━━━━━ Data records

PR #59, opened 2023-07-07
Add support for other OSs

abdullah-cognite:
This is required to get the DWSIM connector to work inside a unix docker container


Cognite.Simulator.Utils/Automation/AutomationUtils.cs
```diff
@@ -51,6 +51,10 @@ public void Initialize()
             if (RuntimeInformation.IsOSPlatform(OSPlatform.Windows))
             {
                 Server = ActivateAutomationServer();
+            } else if (RuntimeInformation.IsOSPlatform(OSPlatform.Linux) || RuntimeInformation.IsOSPlatform(OSPlatform.OSX))
```
polomani, line 54: this enables it for all of them, but maybe this could be a property on DwsimAutomationConfig instead? so we can enable it only for Dwsim for example

PR #62, opened 2023-08-07
Add support for simulator connector status

abdullah-cognite:
Adds 2 new fields to the simulator integration sequence. 1: ConnectorStatus and 2: ConnectorStatusTimestamp

The ConnectorStatus field would be in either of the 2 states:
- "RUNNING_CALCULATION" when a calculation is running. 
- "IDLE" when a calculation is not running. 

Screenshot 2023-08-07 at 10 48 22


Cognite.Simulator.Extensions/SequencesExtensions.cs
```diff
@@ -566,6 +567,104 @@ public static string[] GetStringValues(this SequenceRow row)
             return result.ToArray();
         }
 
+        /// <summary>
+        // Simply upserts a key value pair into a key value pair based sequence
```
polomani, line 571:
```suggestion
        /// Simply upserts a key value pair into a key value pair based sequence
```

Cognite.Simulator.Utils/SimulationRunnerBase.cs
```diff
@@ -396,6 +405,25 @@ public async Task Run(CancellationToken token)
...
+            
+            try
+            {
+                if (sequenceExternalId == "" && _simulators.Count > 0) {
+                    SimulatorConfig item = _simulators[0]; // Retrieve the first item
+                    sequenceExternalId = await SequencesExtensions.GetSequenceExternalId(sequences, item.Name, item.DataSetId, _connectorConfig.GetConnectorName(), token);
+                }
+
+                await SequencesExtensions.UpsertItemInKVPSequence(_cdfSequences, sequenceExternalId, SimulatorIntegrationSequenceRows.ConnectorStatus, runStatus, token);
+            }
```
polomani, line 419: check the warnings generated by github.

Cognite.Simulator.Utils/SimulationRunnerBase.cs
```diff
@@ -276,6 +282,9 @@ public async Task Run(CancellationToken token)
                             startTime, 
                             e, 
                             token).ConfigureAwait(false);
+                        
+                        PublishSimulationRunStatus("", token);
```
polomani, line 286: as a an alternative we could keep this status in memory and write it back on the heartbeat.
Pros:
1. less code to maintain (no need of UpsertItemInKVPSequence)
Cons:
1. not that granular, but we are only interested in the long-running calculations anyway

Wdyt?

abdullah-cognite: Yep, I thought about this as well. The problem I was facing was creating an in memory resource, that both the `ConnectorBase` and `SimulationRunnerBase` could access.

polomani: @abdullah-cognite what's the problem exactly?

Cognite.Simulator.Utils/SimulationRunnerBase.cs
```diff
@@ -53,6 +53,9 @@ public abstract class SimulationRunnerBase<T, U, V>
         /// </summary>
         protected IConfigurationProvider<U, V> ConfigurationLibrary { get; }
 
+        private string sequenceExternalId;
```
polomani, line 56:
```suggestion
        private string? sequenceExternalId;
```
we can make this prop nullable, then no need of assigning / comparing with the empty string.

polomani: @lprovensi do you know if there are any consequences for enabling nullable types?

Cognite.Simulator.Extensions/DataModel.cs
```diff
@@ -355,6 +355,17 @@ public static class SimulatorIntegrationSequenceRows
...
+
+        /// <summary>
+        /// Status of the connector (indicates whether a calculation is running or not)
+        /// </summary>
+        public const string ConnectorStatus = "connectorStatus";
+
+        /// <summary>
+        /// Timestamp of when the connector went into the new connectorStatus state
+        /// </summary>        
+        public const string ConnectorStatusTimestamp = "connectorStatusTimestamp";
```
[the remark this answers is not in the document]
abdullah-cognite: done

polomani (approved):
LGTM, the complexity should go away once we move to the new API

Cognite.Simulator.Utils/SimulationRunnerBase.cs
lprovensi: @polomani @abdullah-cognite I'm not sure. You would have to enable nullable `<Nullable>enable</Nullable>` and also I think bump the language version `<LangVersion>8.0</LangVersion>`, because .net standard 2.0 does not support it. You can try to compile and run with those to see if it works

Cognite.Simulator.Extensions/SequencesExtensions.cs
```diff
@@ -566,6 +567,106 @@ public static string[] GetStringValues(this SequenceRow row)
...
+        /// Gets the externalId of a SimulatorIntegrations sequence (This function can throw an exception)
+        /// </summary>
+        /// <param name="sequences">CDF Sequence resource</param>
+        /// <param name="simulatorName">The simulator name.</param>
+        /// <param name="simulatorDataSetId">The simulator datasetId</param>
+        /// <param name="connectorName">The connector Name</param>
+        /// <param name="token">The cancellation token</param>
+        /// <returns>externalId string</returns>
+        public static async Task<string> GetSequenceExternalId(this SequencesResource sequences, string simulatorName, long simulatorDataSetId, string connectorName, CancellationToken token) {
+             var _simulatorSequenceIds = new Dictionary<string, string>();
```
lprovensi, line 649: Indentation here, also use _ to prefix only private class members (Not a strict requirement, but more to conform with the conventions we already started with)

Cognite.Simulator.Extensions/SequencesExtensions.cs
```diff
@@ -566,6 +567,106 @@ public static string[] GetStringValues(this SequenceRow row)
...
+            List<string> _simulators = new List<string> { simulatorName };
+            var simulatorsDict = _simulators.Select(
```
lprovensi, line 651: Since it is only one item (`simulationName`), this `Select` is not necessary, and the `_simulators` list is also unnecessary

lprovensi (approved):
A few code improvements suggested but, I looks like a good solution! 👍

━━━━━━━━━━

About this task → Reproduce each record above exactly, keeping every word as it stands.

Final answer →
PR #59, opened 2023-07-07
Add support for other OSs

abdullah-cognite:
This is required to get the DWSIM connector to work inside a unix docker container


Cognite.Simulator.Utils/Automation/AutomationUtils.cs
```diff
@@ -51,6 +51,10 @@ public void Initialize()
             if (RuntimeInformation.IsOSPlatform(OSPlatform.Windows))
             {
                 Server = ActivateAutomationServer();
+            } else if (RuntimeInformation.IsOSPlatform(OSPlatform.Linux) || RuntimeInformation.IsOSPlatform(OSPlatform.OSX))
```
polomani, line 54: this enables it for all of them, but maybe this could be a property on DwsimAutomationConfig instead? so we can enable it only for Dwsim for example

PR #62, opened 2023-08-07
Add support for simulator connector status

abdullah-cognite:
Adds 2 new fields to the simulator integration sequence. 1: ConnectorStatus and 2: ConnectorStatusTimestamp

The ConnectorStatus field would be in either of the 2 states:
- "RUNNING_CALCULATION" when a calculation is running. 
- "IDLE" when a calculation is not running. 

Screenshot 2023-08-07 at 10 48 22


Cognite.Simulator.Extensions/SequencesExtensions.cs
```diff
@@ -566,6 +567,104 @@ public static string[] GetStringValues(this SequenceRow row)
             return result.ToArray();
         }
 
+        /// <summary>
+        // Simply upserts a key value pair into a key value pair based sequence
```
polomani, line 571:
```suggestion
        /// Simply upserts a key value pair into a key value pair based sequence
```

Cognite.Simulator.Utils/SimulationRunnerBase.cs
```diff
@@ -396,6 +405,25 @@ public async Task Run(CancellationToken token)
...
+            
+            try
+            {
+                if (sequenceExternalId == "" && _simulators.Count > 0) {
+                    SimulatorConfig item = _simulators[0]; // Retrieve the first item
+                    sequenceExternalId = await SequencesExtensions.GetSequenceExternalId(sequences, item.Name, item.DataSetId, _connectorConfig.GetConnectorName(), token);
+                }
+
+                await SequencesExtensions.UpsertItemInKVPSequence(_cdfSequences, sequenceExternalId, SimulatorIntegrationSequenceRows.ConnectorStatus, runStatus, token);
+            }
```
polomani, line 419: check the warnings generated by github.

Cognite.Simulator.Utils/SimulationRunnerBase.cs
```diff
@@ -276,6 +282,9 @@ public async Task Run(CancellationToken token)
                             startTime, 
                             e, 
                             token).ConfigureAwait(false);
+                        
+                        PublishSimulationRunStatus("", token);
```
polomani, line 286: as a an alternative we could keep this status in memory and write it back on the heartbeat.
Pros:
1. less code to maintain (no need of UpsertItemInKVPSequence)
Cons:
1. not that granular, but we are only interested in the long-running calculations anyway

Wdyt?

abdullah-cognite: Yep, I thought about this as well. The problem I was facing was creating an in memory resource, that both the `ConnectorBase` and `SimulationRunnerBase` could access.

polomani: @abdullah-cognite what's the problem exactly?

Cognite.Simulator.Utils/SimulationRunnerBase.cs
```diff
@@ -53,6 +53,9 @@ public abstract class SimulationRunnerBase<T, U, V>
         /// </summary>
         protected IConfigurationProvider<U, V> ConfigurationLibrary { get; }
 
+        private string sequenceExternalId;
```
polomani, line 56:
```suggestion
        private string? sequenceExternalId;
```
we can make this prop nullable, then no need of assigning / comparing with the empty string.

polomani: @lprovensi do you know if there are any consequences for enabling nullable types?

Cognite.Simulator.Extensions/DataModel.cs
```diff
@@ -355,6 +355,17 @@ public static class SimulatorIntegrationSequenceRows
...
+
+        /// <summary>
+        /// Status of the connector (indicates whether a calculation is running or not)
+        /// </summary>
+        public const string ConnectorStatus = "connectorStatus";
+
+        /// <summary>
+        /// Timestamp of when the connector went into the new connectorStatus state
+        /// </summary>        
+        public const string ConnectorStatusTimestamp = "connectorStatusTimestamp";
```
[the remark this answers is not in the document]
abdullah-cognite: done

polomani (approved):
LGTM, the complexity should go away once we move to the new API

Cognite.Simulator.Utils/SimulationRunnerBase.cs
lprovensi: @polomani @abdullah-cognite I'm not sure. You would have to enable nullable `<Nullable>enable</Nullable>` and also I think bump the language version `<LangVersion>8.0</LangVersion>`, because .net standard 2.0 does not support it. You can try to compile and run with those to see if it works

Cognite.Simulator.Extensions/SequencesExtensions.cs
```diff
@@ -566,6 +567,106 @@ public static string[] GetStringValues(this SequenceRow row)
...
+        /// Gets the externalId of a SimulatorIntegrations sequence (This function can throw an exception)
+        /// </summary>
+        /// <param name="sequences">CDF Sequence resource</param>
+        /// <param name="simulatorName">The simulator name.</param>
+        /// <param name="simulatorDataSetId">The simulator datasetId</param>
+        /// <param name="connectorName">The connector Name</param>
+        /// <param name="token">The cancellation token</param>
+        /// <returns>externalId string</returns>
+        public static async Task<string> GetSequenceExternalId(this SequencesResource sequences, string simulatorName, long simulatorDataSetId, string connectorName, CancellationToken token) {
+             var _simulatorSequenceIds = new Dictionary<string, string>();
```
lprovensi, line 649: Indentation here, also use _ to prefix only private class members (Not a strict requirement, but more to conform with the conventions we already started with)

Cognite.Simulator.Extensions/SequencesExtensions.cs
```diff
@@ -566,6 +567,106 @@ public static string[] GetStringValues(this SequenceRow row)
...
+            List<string> _simulators = new List<string> { simulatorName };
+            var simulatorsDict = _simulators.Select(
```
lprovensi, line 651: Since it is only one item (`simulationName`), this `Select` is not necessary, and the `_simulators` list is also unnecessary

lprovensi (approved):
A few code improvements suggested but, I looks like a good solution! 👍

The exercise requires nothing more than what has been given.